574 views Asked by At

I have 2 million rows in a flat db4o table. A lot of the information is repeated - for example, the first column has only three possible strings.

I could easily break the table into a 4-tier hierarchy (i.e. navigate from root >> symbol >> date >> final table) - but is this worth it from a speed and software maintenance point of view?

If it turns out that it would be cleaner to break the table into a hierarchy, any recommendations on a good method to achieve this within the current db4o framework?

Answers to questions

To actually answer your question, I would need more information. What kind of information do you store?

I'm storing objects containing strings and doubles. The hierarchy is exactly, in concept, like a file system with directories, sub-directories, and sub-sub-directories: a single root node contains an array of subclasses, and each sub-class in turn contains further arrays of sub-sub-classes, etc. Here is an example of the code:

// rootNode---|
//            sub-node 1----|
//                          |-----sub-sub-node 1
//                          |-----sub-sub-node 2
//                          |-----sub-sub-node 3
//                          |-----sub-sub-node X (others, N elements)
//            sub-node 2----|
//                          |-----sub-sub-node 1
//                          |-----sub-sub-node 2
//                          |-----sub-sub-node 3
//                          |-----sub-sub-node X (others, N elements)
//            sub-node 3----|
//                          |-----sub-sub-node 1
//                          |-----sub-sub-node 2
//                          |-----sub-sub-node 3
//                          |-----sub-sub-node X (others, N elements)
//            sub-node X (others, N elements)
class rootNode
{
  IList<subNode> subNodeCollection = new List<subNode>();
  string rootNodeParam;
}
class subNode
{
  IList<subSubNode> subSubNodeCollection = new List<subSubNode>();
  string subNodeParam;
}
class subSubNode
{
  string subSubNodeParam;
}

// Now, we have to work out a way to create a query that filters 
// by rootNodeParam, subNodeParam and subSubNodeParam.

Ans what are the access-patterns of your data? Are reading single objects by a query / search. Or are you reading a lot of objects which are related to each other?.

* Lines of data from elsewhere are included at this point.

PR #691, opened 2020-08-17
[Solver] XMPM solver to handle predefined discontinuity

yliang-sn:
**Describe the PR**
A draft PR to ease to check the solver structure.


include/mesh.h
```diff
@@ -447,6 +448,33 @@ class Mesh {
...
   void initialise_nodal_properties();
 
+  //! Set particles lsm values
+  void assign_particle_levelset(std::vector<double>& phi_list);
+
+  // Create the nodal properties' map for discontinuity
+  void create_nodal_properties_discontinuity();
+
+  //! Initialise discontinuities
+  //! \param[in] discontinuities
```
kks32:
```suggestion
  //! \param[in] discontinuities List of discontinuities 
```

include/mesh.h
```diff
@@ -447,6 +448,33 @@ class Mesh {
...
+  void initialise_discontinuities(
+      const std::map<unsigned, std::shared_ptr<mpm::DiscontinuityBase<Tdim>>>&
+          discontinuities) {
+    discontinuities_ = discontinuities;
+  }
+
+  //! Locate points of discontinuity in a cell
+  void locate_discontinuity_mesh();
```
kks32:
```suggestion
  void locate_discontinuity();
```
Mesh would be redundant here

include/mesh.h
```diff
@@ -447,6 +448,33 @@ class Mesh {
   // Initialise the nodal properties' map
   void initialise_nodal_properties();
 
+  //! Set particles lsm values
+  void assign_particle_levelset(std::vector<double>& phi_list);
```
kks32: Pass as `const&`
```suggestion
  void assign_particle_levelset(const std::vector<double>& phi_list);
```

include/mesh.tcc
```diff
@@ -1885,9 +1885,92 @@ void mpm::Mesh<Tdim>::create_nodal_properties() {
...
 template <unsigned Tdim>
 void mpm::Mesh<Tdim>::initialise_nodal_properties() {
   // Call initialise_properties function from the nodal properties
   nodal_properties_->initialise_nodal_properties();
 }
+
+//! Set particles lsm values
+template <unsigned Tdim>
+void mpm::Mesh<Tdim>::assign_particle_levelset(std::vector<double>& phi_list) {
+  for (mpm::Index i = 0; i < nparticles(); ++i)
```
kks32: We could make this parallel as it has no dependencies

include/node.tcc
```diff
@@ -34,6 +34,8 @@ void mpm::Node<Tdim, Tdof, Tnphases>::initialise() noexcept {
   acceleration_.setZero();
   status_ = false;
   material_ids_.clear();
+  //mark: need to check
+  discontinuity_enrich_ = true;
```
kks32, line 38: In the header, this is set to false.

include/mesh.tcc
```diff
@@ -1885,9 +1885,92 @@ void mpm::Mesh<Tdim>::create_nodal_properties() {
   }
 }
 
+// Create the nodal properties' map for discontinuity
+template <unsigned Tdim>
+void mpm::Mesh<Tdim>::create_nodal_properties_discontinuity() {
+  // Initialise the shared pointer to nodal properties
+  if (nodal_properties_ == nullptr)
```
kks32, line 1963: We can move this to an assert condition

include/mesh.tcc
```diff
@@ -1885,9 +1885,92 @@ void mpm::Mesh<Tdim>::create_nodal_properties() {
...
+                                       nrows, 1);
+    nodal_properties_->create_property("friction_coef",
+                                       nodes_.size(), 1);
+    // Iterate over all nodes to initialise the property handle in each node
+    // and assign its node id as the prop id in the nodal property data pool
+    for (auto nitr = nodes_.cbegin(); nitr != nodes_.cend(); ++nitr)
+      (*nitr)->initialise_discontinuity_property_handle((*nitr)->id(),
+                                                        nodal_properties_);
+  } else {
+    throw std::runtime_error("Number of nodes is zero");
```
kks32: I'll move this to assert as well, because we can't recover from this message.

include/mesh.tcc
```diff
@@ -1885,9 +1885,92 @@ void mpm::Mesh<Tdim>::create_nodal_properties() {
...
+void mpm::Mesh<Tdim>::assign_particle_levelset(std::vector<double>& phi_list) {
+  for (mpm::Index i = 0; i < nparticles(); ++i)
+    particles_[i]->assign_levelsetphi(phi_list[i]);
+}
+
+//! Locate points in a cell
+template <unsigned Tdim>
+void mpm::Mesh<Tdim>::locate_discontinuity_mesh() {
+  for (unsigned i = 0; i < discontinuities_.size(); ++i) {
+    auto discontinuity = discontinuities_[i];
```
```suggestion
    discontinuities_[i]->locate_discontinuity_mesh(cells_, map_cells_);
```

include/mesh.tcc
```diff
@@ -1885,9 +1885,92 @@ void mpm::Mesh<Tdim>::create_nodal_properties() {
...
+    discontinuity->compute_shapefn();
+  }
+}
+
+// compute the normal vector of enriched nodes at the discontinuity
+template <unsigned Tdim>
+void mpm::Mesh<Tdim>::compute_normal_vector_discontinuity() {
+  // just compute for one discontinuity for now
+  unsigned discontinuity_id = 0;
+  auto discontinuity = discontinuities_[discontinuity_id];
```
kks32: This will always use the id of 0?

include/node.h
```diff
@@ -264,13 +274,59 @@ class Node : public NodeBase<Tdim> {
...
+  void compute_normal_vector() noexcept override;
+
  private:
   //! Mutex
   SpinMutex node_mutex_;
   //! nodebase id
   Index id_{std::numeric_limits<Index>::max()};
   //! nodal property id
   unsigned prop_id_{std::numeric_limits<unsigned>::max()};
+  //! nodal property id
```
kks32: discontinuity property id

include/node_xmpm.tcc
```diff
@@ -0,0 +1,206 @@
...
+}
+
+// Return data in the nodal properties map at a specific index
+template <unsigned Tdim, unsigned Tdof, unsigned Tnphases>
+Eigen::MatrixXd mpm::Node<Tdim, Tdof, Tnphases>::discontinuity_property(
+    const std::string& property, unsigned nprops) noexcept {
+  // Const pointer to location of property: node_id * nprops x mat_id
+  auto property_value =
+      property_handle_->property(property, discontinuity_prop_id_, 0, nprops);
+  ;
```
kks32: extra ;

include/particles/particle_xmpm.h
```diff
@@ -0,0 +1,161 @@
...
+  ParticleXMPM(Index id, const VectorDim& coord);
+
+  //! Construct a particle with id, coordinates and status
+  //! \param[in] id Particle id
+  //! \param[in] coord coordinates of the particle
+  //! \param[in] status Particle status (active / inactive)
+  ParticleXMPM(Index id, const VectorDim& coord, bool status);
+
+  //! Destructor
+  ~ParticleXMPM() override{};
```
kks32:
```suggestion
  ~ParticleXMPM() override = default;
```

include/particles/particle_xmpm.h
```diff
@@ -0,0 +1,161 @@
...
+
+  //! Assign the level set function values
+  //! \param[in] phivalue The level set values
+  void assign_levelsetphi(const double phivalue) { levelset_phi_ = phivalue; };
+
+  //! Return 1 if x > 0, -1 if x < 0 and 0 if x = 0
+  //! \param[in] x double value
+  inline double sgn(double x) noexcept {
+    return (x > 0) ? 1. : ((x < 0) ? -1. : 0);
+  };
```
kks32: You can remove ; after }

include/particles/particle_xmpm.h
```diff
@@ -0,0 +1,161 @@
...
+  inline Eigen::Matrix<double, 6, 1> compute_strain_rate(
+      const Eigen::MatrixXd& dn_dx, unsigned phase) noexcept;
+
+  //! Assign the level set function values
+  //! \param[in] phivalue The level set values
+  void assign_levelsetphi(const double phivalue) { levelset_phi_ = phivalue; };
+
+  //! Return 1 if x > 0, -1 if x < 0 and 0 if x = 0
+  //! \param[in] x double value
+  inline double sgn(double x) noexcept {
```
kks32, line 76: This is a generic function, we could define it somewhere more centrally in `utilities`?

```
template <typename T> int sgn(T val) {
    return (T(0) < val) - (val < T(0));
}
```

include/solvers/xmpm_explicit.tcc
```diff
@@ -0,0 +1,463 @@
...
+  if (pressure_smoothing_) this->pressure_smoothing(phase);
+
+  // Iterate over each particle to compute stress
+  mesh_->iterate_over_particles(std::bind(
+      &mpm::ParticleBase<Tdim>::compute_stress, std::placeholders::_1));
+}
+
+//! MPM Explicit solver
+template <unsigned Tdim>
+bool mpm::XMPMExplicit<Tdim>::solve() {
```
kks32, line 41: Could you please use the updated structure similar to https://github.com/cb-geo/mpm/pull/685

include/solvers/xmpm_explicit.tcc
```diff
@@ -0,0 +1,463 @@
...
+                    exception.what());
+    status = false;
+  }
+
+  return status;
+}
+
+// Initialise particles
+template <unsigned Tdim>
+bool mpm::XMPMExplicit<Tdim>::initialise_levelset() {
```
kks32: We can make these functions void, there is no need to try-catch if we can't recover from the error

include/xmpm/discontinuity_base.h
```diff
@@ -0,0 +1,246 @@
...
+  //! self-contact
+  bool self_contact_{true};
+
+  //! friction coefficient
+  double friction_coef_;
+
+};  // DiscontinuityBase class
+
+
+//! struct of discontinuity point
```
kks32, line 110: Could you move all of the following classes to a separate file?

include/xmpm/discontinuity_base.h
```diff
@@ -0,0 +1,246 @@
...
+template <unsigned Tdim>
+struct discontinuity_point {
```
kks32, line 112: why a struct instead of a class?

include/xmpm/discontinuity_base.h
```diff
@@ -0,0 +1,246 @@
...
+
+  //! assign the surface center
+  //! \param[in] center coordinates of the surface center
+  inline void assign_center(VectorDim& center) { center_ = center; }
+
+  //! assign the surface normal vector
+  //! \param[in] normal normal vector of the surface
+  inline void assign_normal(VectorDim& normal) { normal_ = normal; }
+
+  //! Reture normal of the elements
```
kks32:
```suggestion
  //! Return normal of the elements
```

include/xmpm/discontinuity_base.h
```diff
@@ -0,0 +1,246 @@
...
+  //! \param[in]  coor coordinates
+  double vertical_distance(const VectorDim& coor) const {
+    return (coor[0] - center_[0]) * normal_[0] +
+           (coor[1] - center_[1]) * normal_[1] +
+           (coor[2] - center_[2]) * normal_[2];
+  };
+
+ private:
+  //! points indices
+  Eigen::Matrix<mpm::Index, 3, 1> points_;
```
kks32, line 234: Are these triangles?

include/xmpm/discontinuity_base.h
```diff
@@ -0,0 +1,246 @@
...
+//! struct of discontinuity surface: triangle
+template <unsigned Tdim>
+struct discontinuity_surface {
+ public:
+  //! Define a vector of size dimension
+  using VectorDim = Eigen::Matrix<double, Tdim, 1>;
+
+  //! construct with points indices
+  discontinuity_surface(const std::vector<mpm::Index>& points) {
+    for (int i = 0; i < points.size(); ++i) points_[i] = points[i];
```
kks32: Aren't point <3, 1> I don't follow this logic, could you please explain what's happening?

kks32 (changes requested):
[Partial review] This is great Yong. 

1. Could you please explain how you plan to handle surface/lines distributed across several MPI ranks?

2. Is the 3D surface always defined by triangular elements?

include/mesh.tcc
```diff
@@ -1885,9 +1885,92 @@ void mpm::Mesh<Tdim>::create_nodal_properties() {
...
+  if (nodal_properties_ == nullptr)
+    nodal_properties_ = std::make_shared<mpm::NodalProperties>();
+
+  // Check if nodes_ is empty and throw runtime error if they are
+  if (nodes_.size() != 0) {
+    // Compute number of rows in nodal properties for vector entities
+    const unsigned nrows = nodes_.size() * Tdim;
+    // Create pool data for each property in the nodal properties struct
+    // object. Properties must be named in the plural form
+    nodal_properties_->create_property("mass_enrich", nodes_.size(), 1);
```
thiagordonho: I would change this to "masses_enrich" to keep all as plural

include/mesh.tcc
```diff
@@ -1885,9 +1885,92 @@ void mpm::Mesh<Tdim>::create_nodal_properties() {
...
+    nodal_properties_->create_property("momenta_enrich", nrows, 1);
+    nodal_properties_->create_property("internal_force_enrich", nrows, 1);
+    nodal_properties_->create_property("external_force_enrich", nrows, 1);
```
thiagordonho: Same thing here for the forces: "internal_forces_enrich" and "external_forces_enrich" in plural form

include/node.h
```diff
@@ -264,13 +274,59 @@ class Node : public NodeBase<Tdim> {
...
+  // Return data in the nodal discontinuity properties map at a specific index
+  // \param[in] property Property name
+  // \param[in] nprops Dimension of property (1 if scalar, Tdim if vector)
+  Eigen::MatrixXd discontinuity_property(const std::string& property,
+                                         unsigned nprops = 1) noexcept override;
+
+  //! Compute momentum
+  //! \param[in] phase Index corresponding to the phase
+  //! \param[in] dt Timestep in analysis
+  virtual bool intergrate_momentum_discontinuity(unsigned phase,
```
thiagordonho: What if we name this `compute_momentum_discontinuity`, so its name is comparable to other functions that also deal with computations in the node and particle classes.

include/node.h
```diff
@@ -264,13 +274,59 @@ class Node : public NodeBase<Tdim> {
...
+  //! \param[in] dt Time-step
+  void self_contact_discontinuity(double dt) noexcept override;
+
+  //! Return the discontinuity_prop_id
+  virtual unsigned discontinuity_prop_id() const noexcept override {
+    return discontinuity_prop_id_;
+  };
+
+  //! Compute normal direction for discontinuity
+  void compute_normal_vector() noexcept override;
```
thiagordonho: Perhaps change this to `compute_normal_vector_discontinuity` since there is also another function that computes normal vector but for a multimaterial interface.

include/node_base.h
```diff
@@ -253,6 +263,45 @@ class NodeBase {
...
+  //! \param[in] property Property name
+  //! \param[in] property_value Property quantity from the particles in the cell
+  //! \param[in] discontinuity_id Id of the material within the property data
+  //! \param[in] nprops Dimension of property (1 if scalar, Tdim if vector)
+  virtual void update_discontinuity_property(
+      bool update, const std::string& property,
+      const Eigen::MatrixXd& property_value, unsigned discontinuity_id,
+      unsigned nprops) noexcept = 0;
+
+  //! Compute momentum
```
thiagordonho:
```suggestion
  //! Compute momentum in discontinuity
```

include/node.h
```diff
@@ -264,13 +274,59 @@ class Node : public NodeBase<Tdim> {
...
+                                     unsigned discontinuity_id,
+                                     unsigned nprops) noexcept override;
+
+  // Return data in the nodal discontinuity properties map at a specific index
+  // \param[in] property Property name
+  // \param[in] nprops Dimension of property (1 if scalar, Tdim if vector)
+  Eigen::MatrixXd discontinuity_property(const std::string& property,
+                                         unsigned nprops = 1) noexcept override;
+
+  //! Compute momentum
```
thiagordonho:
```suggestion
  //! Compute momentum in discontinuity
```

include/node_base.h
```diff
@@ -253,6 +263,45 @@ class NodeBase {
...
+
+  //! Apply self-contact of the discontinuity
+  //! \param[in] dt Time-step
+  virtual void self_contact_discontinuity(double dt) noexcept = 0;
+
+  //! Return the discontinuity_prop_id
+  virtual unsigned discontinuity_prop_id() const noexcept = 0;
+
+  //! Compute normal direction for discontinuity
+  virtual void compute_normal_vector() noexcept = 0;
```
thiagordonho:
```suggestion
  virtual void compute_normal_vector_discontinuity() noexcept = 0;
```

include/node_xmpm.tcc
```diff
@@ -0,0 +1,206 @@
...
+  // mpm::MapProperty property_handle(position, nprops);
+  return property_value;
+}
+
+//! Compute acceleration and velocity with cundall damping factor
```
thiagordonho:
```suggestion
//! Compute momentum in discontinuity
```

include/node_xmpm.tcc
```diff
@@ -0,0 +1,206 @@
...
+      // Apply boundary condition in local coordinate
+      local_velocity(direction, phase) = constraint.second;
+      local_acceleration(direction, phase) = 0.;
+      // Transform back to global coordinate
+      this->velocity_ = rotation_matrix_ * local_velocity;
+      this->acceleration_ = rotation_matrix_ * local_acceleration;
+    }
+  }
+}
+//! Apply velocity constraints
```
thiagordonho:
```suggestion
//! Apply self-contact of the discontinuity
```

include/particles/particle_xmpm.tcc
```diff
@@ -0,0 +1,266 @@
...
+  this->initialise();
+  //! Logger
+  std::string logger =
+      "particlexmpm" + std::to_string(Tdim) + "d::" + std::to_string(id);
+  console_ = std::make_unique<spdlog::logger>(logger, mpm::stdout_sink);
+}
+
+// Initialise particle properties
+template <unsigned Tdim>
+void mpm::ParticleXMPM<Tdim>::initialise() {
```
thiagordonho: I believe this function is currently not needed since it is only used inside the constructor but `levelset_phi_` has already been assigned an initial value of 0. in the `particle_xmpm.h`

include/xmpm/discontinuity_3d.tcc
```diff
@@ -0,0 +1,169 @@
...
+  } catch (std::exception& exception) {
+    console_->error("{} #{}: {}\n", __FILE__, __LINE__, exception.what());
+    status = false;
+  }
+  return status;
+}
+
+// return the cross product of ab X bc
+template <unsigned Tdim>
+Eigen::Matrix<double, Tdim, 1> mpm::Discontinuity3D<Tdim>::three_cross_product(
```
thiagordonho, line 115: Should this function be in `utilities` as well? @kks32 , what do you think?

include/solvers/xmpm_explicit.tcc
```diff
@@ -0,0 +1,463 @@
...
+      mesh_->template nodal_halo_exchange<Eigen::Matrix<double, Tdim, 1>, Tdim>(
+          std::bind(&mpm::NodeBase<Tdim>::internal_force, std::placeholders::_1,
+                    phase),
+          std::bind(&mpm::NodeBase<Tdim>::update_internal_force,
+                    std::placeholders::_1, false, phase,
+                    std::placeholders::_2));
+    }
+#endif
+
+    // intergrate momentum Iterate over
```
thiagordonho:
```suggestion
    // integrate momentum by iterating over nodes
```

thiagordonho (changes requested):
Well done with this portion of the code so far. That is a lot of work done!
Here are a few overall comments:
1. I also agree with Krishna's suggestions
2. Why is the XMPM explicit solver in a separate file?
3. Perhaps it would be good to standardize the nomenclature of the discontinuity functions (e.g., all with discontinuity in the end, such as `compute_momentum_discontinuity`). This is something I also want to do for the Contact algorithm but I haven't done it yet. We can use the same structure to keep the code as similar as possible.

include/mesh.tcc
bodhinandach: Why don't we loop as before using:
```
for (unsigned i = 0; i < discontinuities_.size(); ++i) {
    auto discontinuity = discontinuities_[i];
    ...
    following operations
}
```

include/particles/particle_base.h
```diff
@@ -282,6 +282,9 @@ class ParticleBase {
   //! Return neighbour ids
   virtual std::vector<mpm::Index> neighbours() const = 0;
 
+  //! set the level set function values
```
bodhinandach, line 317:
```suggestion
  //! set the level set function values
  //! \param[in] phivalue Signed distance function
```

include/particles/particle_base.h
```diff
@@ -282,6 +282,9 @@ class ParticleBase {
...
+  virtual void assign_levelsetphi(const double phivalue){};
```
bodhinandach: no need to const

include/particles/particle_xmpm.tcc
```diff
@@ -0,0 +1,266 @@
...
+
+  // Compute at centroid
+  // Strain rate for reduced integration
+  const Eigen::Matrix<double, 6, 1> strain_rate_centroid =
+      this->compute_strain_rate(dn_dx_centroid_, mpm::ParticlePhase::Solid);
+
+  // Assign volumetric strain at centroid
+  dvolumetric_strain_ = dt * strain_rate_centroid.head(Tdim).sum();
+  volumetric_strain_centroid_ += dvolumetric_strain_;
+}
```
bodhinandach: Can we remove line 98-116, they are exactly the same as in Particle class?

include/particles/particle_xmpm.tcc
```diff
@@ -0,0 +1,266 @@
...
+                                               0, 1);
+      nodes_[i]->update_discontinuity_property(true, "momenta_enrich",
+                                               velocity_ * nodal_mass, 0, Tdim);
+    }
+  }
+}
+
+// Compute strain rate of the particle
+template <>
+inline Eigen::Matrix<double, 6, 1> mpm::ParticleXMPM<3>::compute_strain_rate(
```
bodhinandach, line 49: Don't we need to treat the 2D version of discontinuity too? In 2D `compute_strain_rate` will call the base class, which is the one written in `particle.tcc `and does not have the enrichment part.

include/particles/particle_xmpm.tcc
```diff
@@ -0,0 +1,266 @@
...
+    force[2] = dn_dx_(i, 2) * stress_[2] + dn_dx_(i, 1) * stress_[4] +
+               dn_dx_(i, 0) * stress_[5];
+
+    force *= -1. * this->volume_;
+
+    nodes_[i]->update_internal_force(true, mpm::ParticlePhase::Solid, force);
+    if (nodes_[i]->discontinuity_enrich())
+      nodes_[i]->update_discontinuity_property(
+          true, "internal_force_enrich", sgn(levelset_phi_) * force, 0, 3);
+  }
```
bodhinandach, line 161: Rather than rewriting the whole function, which is a code duplicacy, why don't we call the base class function `mpm::Particle<3>::map_internal_force()`?
```suggestion
  // Compute nodal internal forces
  mpm::Particle<3>::map_internal_force();
  // Compute nodal internal forces enrich
  for (unsigned i = 0; i < nodes_.size(); ++i) {
    if (nodes_[i]->discontinuity_enrich())
      nodes_[i]->update_discontinuity_property(
          true, "internal_force_enrich", sgn(levelset_phi_) * force, 0, 3);
  }
```

include/xmpm/discontinuity_3d.tcc
```diff
@@ -0,0 +1,169 @@
...
+  bool status = true;
+  try {
+    // Check if surfs is empty
+    if (surfs.empty()) throw std::runtime_error("List of surfaces is empty");
+    // Iterate over all surfaces
+    for (const auto& points : surfs) {
+
+      mpm::discontinuity_surface<Tdim> surf(points);
+
+      surfaces_.emplace_back(surf);  //
```
bodhinandach: cleanup //

include/xmpm/discontinuity_3d.tcc
```diff
@@ -0,0 +1,169 @@
...
+                                            const Json& discontinuity_props)
+    : DiscontinuityBase<Tdim>(id, discontinuity_props) {
+
+  try {
+    // assign friction_coef_ if it's given in input file
+    if (discontinuity_props.contains("friction_coefficient"))
+      friction_coef_ =
+          discontinuity_props.at("friction_coefficient").template get<double>();
+    else
+      friction_coef_ = 0;
```
bodhinandach:
```suggestion
    friction_coef_ = 0;
    if (discontinuity_props.contains("friction_coefficient"))
      friction_coef_ =
          discontinuity_props.at("friction_coefficient").template get<double>();
```

include/xmpm/discontinuity_3d.tcc
```diff
@@ -0,0 +1,169 @@
...
+    status = false;
+    throw std::runtime_error(
+        "Addition of surfaces in discontinuity to mesh failed");
+  }
+
+  bool normal_status = initialize_center_normal();
+  if (!normal_status) {
+    status = false;
+    throw std::runtime_error(
+        "initialization of the center and normal vector of the discontunity failed");
```
bodhinandach:
```suggestion
        "initialization of the center and the normal vector of the discontinuity failed");
```

include/xmpm/discontinuity_3d.tcc
bodhinandach: I agree with @thiagordonho, this can be put outside as generic function

include/xmpm/discontinuity_3d.tcc
```diff
@@ -0,0 +1,169 @@
...
+
+      surf.assign_center(center);
+
+      // the normal of the surfaces
+      normal = three_cross_product(points_[points[0]].coordinates(),
+                                   points_[points[1]].coordinates(),
+                                   points_[points[2]].coordinates());
+      double det = std::sqrt(normal[0] * normal[0] + normal[1] * normal[1] +
+                             normal[2] * normal[2]);
+      normal = 1.0 / det * normal;
```
bodhinandach:
```suggestion
if (normal.norm() > std::numeric_limits<double>::epsilon())
    normal.normalize();
else
    normal = VectorDim::Zero();
```

bodhinandach (changes requested):
Thanks @yliang-sn for the draft PR. I have some comments and generally agree with @thiagordonho and @kks32 comments earlier. Also, would you be able to run `sh ../clang-tools/format.sh` from your build folder before committing?

include/mesh.tcc
yliang-sn: Yes, I loop for each particle now including computing the level set value. Will do all the parallel for XMPM next.

include/node.tcc
yliang-sn: Yes. It should be. It will be false.

include/mesh.tcc
yliang-sn: > We can move this to an assert condition

It's not an assert condition. We use one `nodal_properties_` for contact and XMPM. I will initialize the point if it's nullptr.

include/mesh.tcc
yliang-sn: Loop now but cant handle multiple discontinuities now.

include/xmpm/discontinuity_base.h
yliang-sn: Because they are defined for discontinuity class. moving to another file will bring too many files: point line area. How about put them together?

include/xmpm/discontinuity_base.h
yliang-sn: No  particular reason. Do you think class will be better? I can switch to class.

include/xmpm/discontinuity_base.h
yliang-sn: Yes.

include/xmpm/discontinuity_base.h
yliang-sn: The discontinuity_surface (triangles) is constructed with three points index from the input file as we created cells.

include/mesh.tcc
yliang-sn: How about keep the same name with the quantities in` node.h`? Always use the singular form. which one will be better?

include/particles/particle_xmpm.tcc
yliang-sn: Finish 3D first and i will enrich the 2D part.

include/particles/particle_xmpm.tcc
yliang-sn: By doing that we need to compute the force twice.

include/xmpm/discontinuity_3d.tcc
yliang-sn: Why i write the equation?

yliang-sn:
@kks32 @thiagordonho @bodhinandach Thank you all. I fixed the code according to your suggestion. It is much better.

yliang-sn:
> [Partial review] This is great Yong.
> 
> 1. Could you please explain how you plan to handle surface/lines distributed across several MPI ranks?
> 2. Is the 3D surface always defined by triangular elements?

1. In 3D, the discontinuity will be a spatial surface and in 2D it's just a line. I prefer to copy it for each MPI ranks.
2. Yes.

yliang-sn:
> Well done with this portion of the code so far. That is a lot of work done!
> Here are a few overall comments:
> 
> 1. I also agree with Krishna's suggestions
> 2. Why is the XMPM explicit solver in a separate file?
> 3. Perhaps it would be good to standardize the nomenclature of the discontinuity functions (e.g., all with discontinuity in the end, such as `compute_momentum_discontinuity`). This is something I also want to do for the Contact algorithm but I haven't done it yet. We can use the same structure to keep the code as similar as possible.

I will do the initialization and propagation of the discontinuity then. It will be clear in a separate file.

I'm trying to navigate down the tree, filtering by parameters as I go.

In general db4o (and other object databases) are good at navigational access. This means that you first query for some objects, and from there you navigate to related objects. For example you first query for a user-object. From there you navigate to the users home, city, job, friends etc objects. That kind of access works in great in db4o.

This is exactly what I'm trying to do, and exactly what works well in db4o if you only have 1-1 mappings between classes and subclasses. If you have 1-to-many by implementing an ArrayList of classes within a class, it can't do a query without instantiating the whole tree - or am I misled on this one?

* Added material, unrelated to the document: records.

Issue #696, opened 2020-09-22
Error in transfer_norank_particles


bodhinandach:
**Describe the bug**
I am noticing a problem with our dynamic load balancing feature or the resume feature which use the function `transfer_norank_particles` in `mesh.tcc `even in `develop`. The following screenshot is taken after running the benchmark 3D hydrostatic case with dynamic load balancing, or with resume, as they call `mpi_domain_decompose(false)` which further calls the `transfer_norank_particles`.

**To Reproduce**
1. Compile `develop` using MPI
2. Run with `mpirun -n xx mpm` any problem in benchmark
3. Activate resume to true or add `"nload_balance_steps": 10` in `mpm.json` to fasten the dynamic load balancing.
4. See the error.

**Expected behavior**
We should not have arbitrary number of ptype as otherwise we cant do resume nor dynamic load balancing feature.

**Screenshots**
![image](https://user-images.githubusercontent.com/37140224/93889203-2084c700-fd13-11ea-87a7-339c78ddf9a6.png)

As you can see above, even though that most of the `ptype` received is correct, equal to 1 for 3D particles, there are some time that it receive a weird number, in this case, 1456803152, and thus, we cant retrieve the appropriate type with `ParticleTypeName` map. As indicated, there is a PMIX ERROR while receiving the particle.

**Runtime environment (please complete the following information):**
 - OS/Docker image: Ubuntu 20.04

So in your example in your case the 4-tier hierarchy can work great with db4o, but only when you can navigate from the root to the symbol object and so on. That mean that the root object has a collection of its 'children'-object

Yes - but is there any way to do a query, if each subNode contains a collection?

1

There are 1 answers

1
Gamlor On BEST ANSWER

As Sam Stainsby already pointed out in his commend, db4o doesn't have the notion of tables. It stored objects and thats db4o's unit of storage. Don't try to think in terms of tables, that doesn't really work with db4o.

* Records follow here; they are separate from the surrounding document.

PR #698, opened 2020-09-28
[Hotfix] Deserialize particle bug

bodhinandach:
**Describe the PR**
I found two major bugs in the new particle deserialization function. The first one is that `mass_density_` is not computed from mass and volume as in hdf5 initialization, and therefore equals `0`. The navier stokes and two phase solvers will have an error, while since it is not used in the explicit solver, we didn't realize this bug. The second one is, if material with state variables is used, the current version of deserialization cannot initialize the `svars` properly in the new particle. We need to add the [0] while unpacking the svars vector. The current test and benchmarks are using linear elastic, and therefore, this error was not detected, however, mohr-coulomb problems show a segmentation fault as attached below.

**Related Issues/PRs**
PR #689 

**Additional context**
See the screenshot before and after the modification of the `svars` below (at step 8975). This is a Mohr-Coulomb dam break problem.
Before:
image
After:
image

I added tests for both the mass density and the state variables, i.e. changing from LinearElastic3D to Newtonian3D that has pressure as the state variables.

### DIFF
--- a/include/particles/particle.tcc
+++ b/include/particles/particle.tcc
@@ -1082,6 +1082,9 @@ void mpm::Particle<Tdim>::deserialize(
   // volume
   MPI_Unpack(data_ptr, data.size(), &position, &volume_, 1, MPI_DOUBLE,
              MPI_COMM_WORLD);
+  // mass density
+  this->mass_density_ = mass_ / volume_;
+
   // pressure
   double pressure;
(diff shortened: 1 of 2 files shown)


kks32 (approved):

cbgeo (approved):

kks32:
Thanks @bodhinandach Great catch!

bodhinandach:
@kks32 I spent the whole weekend to debug this :sob: but I feel good after fixing it :smile: Thanks for the quick review @kks32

As you said, you repeat information, so thats a good candidate to be separated in a other objects, which then can be referenced by other objects. In general I would first design a good domain-model, to be aware of how the data is organized and related to each other. And to think about what kind of data-access-patterns you have. And then try to find out how you can design your classes/object in a way which works with db4o.

To actually answer your question, I would need more information. What kind of information do you store? Ans what are the access-patterns of your data? Are reading single objects by a query / search. Or are you reading a lot of objects which are related to each other?.

In general db4o (and other object databases) are good at navigational access. This means that you first query for some objects, and from there you navigate to related objects. For example you first query for a user-object. From there you navigate to the users home, city, job, friends etc objects. That kind of access works in great in db4o.

So in your example in your case the 4-tier hierarchy can work great with db4o, but only when you can navigate from the root to the symbol object and so on. That mean that the root object has a collection of its 'children'-object

Btw: If you feel that is more natural to think in terms of tables for your data, then I recommend using a relational database. Relations databases are awesome at dealing with tables.